### RECORDS FOR THE TASK
PR #891, opened 2019-09-18
Fix truncated SPI_DATA_RATE template parameter to addLeds with Teensy 4

woundedlion:
The SPI_DATA_RATE template parameter to addLeds() is declared as a uint8_t. On Teensy 4, DATA_RATE_MHZ and DATA_RATE_KHZ are defined to pass the raw clock rate in Hz to the Controller class, yielding values larger than 255. The value is truncated resulting in an incorrect/unusable SPI clock rate. I fixed this by redefining as uint32_t.


kriegsman:

Issue #881, opened 2019-09-03
Division by zero in countFPS()


limpens:
This issue maybe caused by calling FastLED.show() too frequently, but running FastLED on an ESP8266, with the CPU at 160Mhz, I occasionally have a 'millis() == 8191' and lastframe also 8191.

With the logic at https://github.com/FastLED/FastLED/blob/master/FastLED.cpp#L212 this will end up in a 'now' becoming 0 and an exception calculating the m_nFPS.

Sincerely, Eric.

andjoeg:
Trying out changing from millis() to micros() to give higher resolution

PR #906, opened 2019-10-21
Added error handling to prevent divide-by-zero

andjoeg:
Added a max() function to the logic at https://github.com/FastLED/FastLED/blob/master/FastLED.cpp#L212 to ensure the time elapsed from last frame is never used as 0 in a division operation, to resolve [#881.](https://github.com/FastLED/FastLED/issues/881)

### DIFF
--- a/FastLED.cpp
+++ b/FastLED.cpp
@@ -210,7 +210,8 @@ void CFastLED::countFPS(int nFrames) {
   if(br++ >= nFrames) {
 		uint32_t now = millis();
 		now -= lastframe;
-		m_nFPS = (br * 1000) / now;
+	  	//the max function ensures there will never be a value of 0 for now, as pointed out in issue #881 - it should only cause inaccuracies past 1000FPS, which is huge
+		m_nFPS = (br * 1000) / max(now,1); 
     br = 0;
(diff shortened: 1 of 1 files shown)


kriegsman:
Hi @andjoeg-  Thank you for the PR and for the assistance!  I just wanted to let you know that I'm taking a look at this now.

kriegsman:
The only part of your PR that I have any hesitation about is the call to the "max" function.  I think we could get the same effect, without the overhead of a function call, and without having to include the "max" function in the compiled binary, if we did something like this
```
if( now == 0) {
    now = 1;
}
```
I'm not set up right now to get metrics on code size and number of instructions, but I'm going to try it both ways, and whichever is smaller and faster is the one I'll go with, and I'll let you know.

Thanks again for the assistance, much appreciated.

kriegsman:
Thanks for the help, @andjoeg.  The generated code turns out to be smaller with the if/then than using max(), so I went that way in https://github.com/FastLED/FastLED/commit/5608ecf7771274a9724d72bc848c33e0026dad7b Thank you again for the PR, and for the help with the FastLED library.

PR #907, opened 2019-10-23
Add Atmega16 support to fastpin_avr.h (Mightycore Arduino)

cmooney3:
The `atmega16` has the same pinout at the `atmega32` when using the MightyCore board
in arduino.

The pinout according to the Mightcore documentation can be seen here:
image

This commit just adds `__AVR_ATmega16__` to the macro in `fastpin_avr.h` so it builds with the atmega16 target.

It seems like this should be a safe change, but I'm not 100% sure this is how it should be done.  However, I tested this on my Atmega16 board, and appears to work like a charm so I figured it was worth tossing a PR out incase it can help other people :)

Signed-off-by: Charlie Mooney <cmooney3@gmail.com>


kriegsman:
Thank you for the PR, and for the help!

PR #916, opened 2019-11-02
Convert rand multiplication constants to shifts and adds.

grandinquisitor:
Since many popular low-cost chipsets do not have a native multiply operation,
this calculation can be executed much more efficiently using only add and left shift.

### DIFF
--- a/lib8tion/random8.h
+++ b/lib8tion/random8.h
@@ -12,8 +12,11 @@
 #define FASTLED_RAND16_2053  ((uint16_t)(2053))
 #define FASTLED_RAND16_13849 ((uint16_t)(13849))
 
-// equivalent to x * 2053
+#if defined(LIB8_ATTINY)
 #define APPLY_FASTLED_RAND16_2053(x) (x << 11) + (x << 2) + x
+#else
+#define APPLY_FASTLED_RAND16_2053(x) (x * FASTLED_RAND16_2053)
+#endif
 
 /// random number seed
 extern uint16_t rand16seed;// = RAND16_SEED;
--- a/lib8tion/random8.h
+++ b/lib8tion/random8.h
@@ -12,13 +12,16 @@
 #define FASTLED_RAND16_2053  ((uint16_t)(2053))
 #define FASTLED_RAND16_13849 ((uint16_t)(13849))
 
+// equivalent to x * 2053
+#define APPLY_FASTLED_RAND16_2053(x) (x << 11) + (x << 2) + x
+
 /// random number seed
 extern uint16_t rand16seed;// = RAND16_SEED;
 
 /// Generate an 8-bit random number
 LIB8STATIC uint8_t random8()
 {
-    rand16seed = (rand16seed * FASTLED_RAND16_2053) + FASTLED_RAND16_13849;
+    rand16seed = APPLY_FASTLED_RAND16_2053(rand16seed) + FASTLED_RAND16_13849;
     // return the sum of the high and low bytes, for better
     //  mixing and non-sequential correlation
     return (uint8_t)(((uint8_t)(rand16seed & 0xFF)) +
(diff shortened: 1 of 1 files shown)


kriegsman:
Hi @grandinquisitor -  Thanks for the PR, and for the help.  And on a personal note, I really appreciate the focus on speed of execution!

I know that the ATtiny microcontroller line has no on-chip hardware multiplier, but other than that, I think all of the other chips that FastLED supports have a hardware multiplier.  Am I forgetting some other of our supported chips that don't have a multiply unit?  

Also, I find myself wondering if the compiler itself will turn multiplication-by-a-compile-time-constant into a combination of shifts and adds in this case.  I know that it does when you do things like x *= 2, and other 'no-brainer' cases.  And of course a lot of that depends on how 'new' the compiler version is, too.  

Anyway, I'm interested in this PR with two main questions: first, which 'popular low-cost chipsets' do not have a hardware multiplier other than the ATtiny.  And second, do you have benchmark data yet that you could share about the speed change resulting from this code change?  Run it a million times in a loop, that sort of thing.  Any actual benchmark data would be appreciated; I always like making our library faster.

Thanks-
-Mark

kriegsman:
Writing some notes here:  
On ATmega (which has MUL instruction), the plain multiply is 16 instructions, but the shift-add implementation is 23 instructions.
https://godbolt.org/z/DkpTLm

Haven't checked ATtiny yet.

 @grandinquisitor Are there other FastLED-supported platforms that don't have a hardware multiplier, other than ATtiny?

grandinquisitor:
Hi Mark,

Thanks for verifying the number of instructions. That's a cool tool.

I was hoping that it would still come out ahead on the atmega because while it has a MUL instruction, it's only 1 or 2 instructions if it's a single byte, but looks like it would expand it to ~19 instructions if it's a 2 byte int, per doc AVR201. And in this case it's a 2 byte int.

http://ww1.microchip.com/downloads/en/AppNotes/Atmel-1631-Using-the-AVR-Hardware-Multiplier_ApplicationNote_AVR201.pdf

It looks like it still comes out behind according to that tool.

Per code size, I noticed that it's 10 fewer bytes of compiled hex for attiny85 but is 8 more bytes for the arduino uno. (though, flash space is an order of magnitude more precious for attiny's).

I was able to get Serial output working on an attiny. Here are my results.

arduino uno (16mhz, external crystal):

multiply = 1320ms / 1 million executions

shift&add = 1383ms / 1 million executions


attiny24a (8mhz internal oscillator):

multiply = 21338ms / 1 million executions

shift&add = 3321ms / 1 million executions


So, in my tests it was 4.78% slower on the arduino uno, but was 84.44% faster for the attiny. There was very little variance in the results for any of the conditions.

So this is obviously a huge improvement for the attiny but does have a small negative cost for the atmega, which is presumably much more popular.

Is this the list of supported platforms? https://github.com/FastLED/FastLED#supported-platforms . AFAICT, only the attiny-based boards would not have a native multiply.

grandinquisitor:
FWIW a slight alternative occurred to me:

`#define APPLY_FASTLED_RAND16_2053(x) (x << 11) + x + x + x`

This is now only comes at a cost of 4 bytes of hex (vs 8), 5 extra instructions in that compiler tool (vs. 7 extra), and is only 4.2% slower (vs. 4.8% slower above) in my tests for the arduino uno.

kriegsman:
All of this talk about how to do specific efficient multiplies on an 8-bit microcontroller without a hardware multiplier, and without a barrel shifter, reminds me of programming the 6502, back in the day.

So: I am tempted to make this new implementation the default on ATtiny (or other MUL-less), but leave it with the multiply method on other platforms.  I checked ARM (and PowerPC, just for fun), and the multiply method is never slower or larger than the shift method, and it is often a little smaller and faster, as it is on ATmega.  I didn't check ESP/xtensa but I suspect it's similar.

There are other ATtiny-specific optimizations that we could also make (the 'scale8' family of functions comes to mind), but I'm mostly tempted not to pursue that right now, given that all of our other supported MCUs have single-cycle hardware multipliers.

We already have LIB8_ATTINY as a manifest constant that we can #ifdef.  Actually, now that I look at it, it looks like we may have introduced a bug into detection of ATtiny at compile time!   Hrm.

kriegsman:
Thanks for the contribution, and for the help with FastLED!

### PROBLEM
Using the listing above, show each line with the word "master" in it.

### EXERCISE OUTPUT
With the logic at https://github.com/FastLED/FastLED/blob/master/FastLED.cpp#L212 this will end up in a 'now' becoming 0 and an exception calculating the m_nFPS.
Added a max() function to the logic at https://github.com/FastLED/FastLED/blob/master/FastLED.cpp#L212 to ensure the time elapsed from last frame is never used as 0 in a division operation, to resolve [#881.](https://github.com/FastLED/FastLED/issues/881)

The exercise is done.